• Material provided
____________

PR #798, opened 2023-12-27
Add seed corpus entry

silvergasp:
This change should improve fuzing coverage by providing a good starting point for mutation. i.e. a script that covers the majority of the api surface.


silvergasp:
The build failures don't seem to be related to this change.

silvergasp:
This should help fill gaps in the code coverage like this one https://storage.googleapis.com/oss-fuzz-coverage/rhai/reports/20231227/linux/src/rhai/src/packages/string_more.rs.html#L171

schungx:
Not that I understand any of this, but merge away!

PR #804, opened 2024-01-01
Add dictionary for fuzz harnesses

silvergasp:


silvergasp:
For context;
- I have a corresponding change to the oss-fuzz config https://github.com/google/oss-fuzz/pull/11427
- Docs for [libfuzzer dictionaries](https://www.llvm.org/docs/LibFuzzer.html#dictionaries)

____________

Reproduce the material above exactly, beginning at its first line and ending with the line that holds "This should help". Include nothing else.

PR #798, opened 2023-12-27
Add seed corpus entry

silvergasp:
This change should improve fuzing coverage by providing a good starting point for mutation. i.e. a script that covers the majority of the api surface.


silvergasp:
The build failures don't seem to be related to this change.

silvergasp:
This should help fill gaps in the code coverage like this one https://storage.googleapis.com/oss-fuzz-coverage/rhai/reports/20231227/linux/src/rhai/src/packages/string_more.rs.html#L171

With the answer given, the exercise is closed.